基于文本标签属性的网页信息抽取方法研究-《武汉职业技术学院学报》

文章信息/Info

Title:: Research on Information Extraction of Webpage Based on Text Tagging Attributes

Keywords:: HTML DOM Tree; text tagging attributes; Web news; information extraction

摘要:: 伴随着互联网的飞速发展，网络上的信息资源呈现出井喷态势，如何从海量的信息中抽取出自己需要的信息已经变得越发的困难。在分析现有Web信息抽取技术现状及面临的挑战的基础上，设计了一种基于文本标签属性的Web新闻信息抽取模型。主要介绍了基于标签的Web信息抽取技术的算法，给出了信息抽取的具体实现过程，对基于DOM树节点遍历的文本标签过滤算法进行了描述，并选取了主流的新闻网站进行了抽取实验，验证了算法的可行性。

Abstract:: With the rapid development of Internet, online information resources present a blowout situation. At the same time, it has become increasingly difficult to extract information from huge amounts of the information we need. After studying the existing Web information extraction technology and the challenges faced, we design a Web news information extraction model based on text tagging attribute.
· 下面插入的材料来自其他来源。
PR #1002, opened 2020-11-13
[app_dart] update-task-status only updates chromebot tasks when given LUCI information

CaseyHillers:
Give more informative messages when errors occur.

Only update chromebot tasks when given the LUCI information. This is needed for the DeviceLab migration to LUCI as there will be some period of time where a chromebot and devicelab task both have the same name.

# Tests

- Added check for Cocoon task exists but not a LUCI one
- Cocoon and LUCI task
- There's an existing one for only a LUCI task

### DIFF
--- a/app_dart/lib/src/request_handlers/update_task_status.dart
+++ b/app_dart/lib/src/request_handlers/update_task_status.dart
@@ -160,13 +160,12 @@ class UpdateTaskStatus extends ApiRequestHandler<UpdateTaskStatusResponse> {
     final String taskName = requestData[taskNameParam];
     final Query<Task> query = datastore.db.query<Task>(ancestorKey: commitKey)..filter('name =', taskName);
     final List<Task> tasks = await query.run().toList();
-    if (tasks.length == 1) {
-      return tasks.first;
+    if (tasks.length != 1) {
+      log.warn('Found ${tasks.length} entries for $taskName');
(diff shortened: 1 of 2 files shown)


CaseyHillers:
I forgot to push to a separate branch, but these are related so i'll keep this PR.

keyonghan:
The logic here is based on: devicelab builders are already defined in https://devops-console-oss.corp.google.com/flutter/flutter/+/master:dev/prod_builders.json, so that `refresh-github-commits` api can insert another set of records related to luci.

CaseyHillers:
@keyonghan this is concerned with the migration period. During migration we will have devicelab tasks running on both Cocoon agent and LUCI, so there will be duplicate entries in Datastore when searching by taskName. This also allows us to validate LUCI against Cocoon before making the final switch.

keyonghan:
If this is landed without updating prod json, and if you want to run devicelab tasks and update task status from LUCI side (with the existing devicelab agent tasks running), it seems going to throw exception all the time.

Unless you do not plan to update task status from LUCI side for now?

CaseyHillers:
> Unless you do not plan to update task status from LUCI side for now?

Yes, I have a CL to change the recipe to use a separate property for uploading metrics. [CL here](https://flutter-review.googlesource.com/c/recipes/+/8644)

When this PR and that CL land, all we need to do is add the devicelab tasks to the prod builders. There is no expected downtime / red time for this to occur.

keyonghan (approved):
LGTM

PR #1005, opened 2020-11-16
[nnbd] Move repository to its own Flutter project

CaseyHillers:
With NNBD, Cocoon has reached some issues with being compatible with Flutter. As a temporary workaround, we've been able to move to the beta channel to not cause the breakage.

This PR moves the repository dashboard that is based on a Flutter web fork into its own Flutter project.

## app
- Remove repository logic
- Remove unused json objects (used by old build dashboard)
- Remove json serializable option that was removed
- Remove Flutter for web fork dependencies
- Upgrade pubspec to be nullsafe compatible
- Fixed Angular dart nullability issue

## repo_dashboard
- Copy of the repository files here
- Ran `flutter create`
- Skipped a test that requires some refactoring of the network image code
- Switch use of `dart:html` http calls to `package:http`
- Switch use of `dart:html` localstorage to `package:localstorage`
- Switch use of `dart:html` window.open to `package:url_launcher`
- Switch use of `dart:html` refresh to an HTML attribute
- Switch `print` calls to `debugPrint` to minimize noise in tests
- Fix lints

## app_dart
- To prevent build artifact overlap, repository is moved to `/repository/`, added redirect

## build + test
- `dev/deployment.dart` calls the scripts in `cloudbuild` to reduce build logic duplication
- Deployment: Added repo_dashboard logic to `cloudbuild`
- CI: Add repository to `tests.yaml` based on existing Flutter testing

# Issue

https://github.com/flutter/flutter/issues/70428

# Preview

http://testchillers.flutter-dashboard.appspot.com/repository/index.html

# Future work

I worked on fixing the repo dashboard to work on Flutter, but didn't implement best practices. Additionally, for trivial test failures I disabled them. These skipped tests were because the widget is now off screen due to using a mobile layout instead of the default browser size.

Next steps are to start picking this apart and importing it into the main flutter dashboard app.


CaseyHillers:
\cc @christopherfujino I have this running and can clean it up today.

My TODO is:
1. Run license adder to repository project
2. Add repository project to Cocoon CI
3. Add repository project to deploy process
4. Fix the roll test as it fails hard with `dart:html` imports

christopherfujino (commented):
While we're moving things can we change the repository names? they're very confusing. maybe something like:

app -> benchmarks_dashboard
repository -> repo_dashboard
app_dart -> server
app_flutter -> frontend

CaseyHillers:
> While we're moving things can we change the repository names?

I'm happy to follow up in a separate PR with these renames (outside of repository). Let's keep the scope of this PR to the repository dashboard.

christopherfujino:
> > While we're moving things can we change the repository names?
> 
> I'm happy to follow up in a separate PR with these renames (outside of repository). Let's keep the scope of this PR to the repository dashboard.

makes sense. good chance renaming them will cause an integration test in another repo to fail :P

app/pubspec.yaml
```diff
@@ -1,42 +1,25 @@
 name: cocoon
-version: 0.0.2
 homepage: https://github.com/flutter/cocoon
+publish_to: none
```
christopherfujino, line 3: nice lol

christopherfujino (approved):
LGTM. Thanks for making this change!

CaseyHillers:
@jmagman would you mind reviewing the dashboard changes?

CaseyHillers:
I still need to update the licenses to match the expected format (using `addlicense` wasn't sufficient).

Fix a small issue where going to http://testchillers.flutter-dashboard.appspot.com/repository/#/ 404's (should redirect to the index.html)

jmagman (commented):
Let's delete all the `repo_dashboard/*` platform directories we know don't work (desktop, right?)

CaseyHillers:
> Let's delete all the repo_dashboard/* platform directories we know don't work (desktop, right?)

Done.

CaseyHillers:
@keyonghan would you mind reviewing the deploy, cloudbuild, and bin/server.dart changes?

app_dart/bin/server.dart
```diff
@@ -142,13 +142,15 @@ Future<void> main() async {
         final int trimIndex = min(queryIndex, anchorIndex);
         final String filePath = request.uri.path.substring(0, trimIndex);
 
-        const List<String> indexRedirects = <String>['/build.html'];
-        if (indexRedirects.contains(filePath)) {
+        const Map<String, String> redirects = <String, String>{
+          '/build.html': '/#/build',
+          '/repository': '/repository/index.html',
+          '/repository/': '/repository/index.html',
```
keyonghan, line 148: Do we need these two options? Existing cocoon seems to only reference /repository.html. Or I missed somewhere.

keyonghan (approved):
LGTM with nit.

app_dart/bin/server.dart
CaseyHillers: Yes. The Flutter app rewrites `/repository/index.html` to `/repository/#/`. On a reload, Cocoon see this as `/repository` and 404s. Ideally, we'd do something similar to below to just return the `index.html`, but it adds more complexity.

CaseyHillers:
Thanks all for the reviews on such a large PR!

PR #1007, opened 2020-11-17
[app_dart] update-task-status uses builder name instead of task name

CaseyHillers:
## Description

LUCI tasks in Cocoon use the builder name for unique look up. This matches that logic.

In the instance of running `web_benchmarks_html` devicelab test, Cocoon stored it as `linux_web_benchmarks_html`. This would cause a 500 issue when retrieving the task to update. Instead, if we search for the task by the builder name, we can uniquely identify it.

## Related Issues

## Tests

Updated tests to use builder name instead of task name.


keyonghan (approved):
LGTM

This paper mainly introduces the Web information extraction technology based on the attribute of text tag, presents the specific implementation process of information extraction, describes the traversal algorithm of the filtering text labels based on DOM tree node, and chooses the mainstream news sites to carry out the extraction experiment and to verify the feasibility of the algorithm.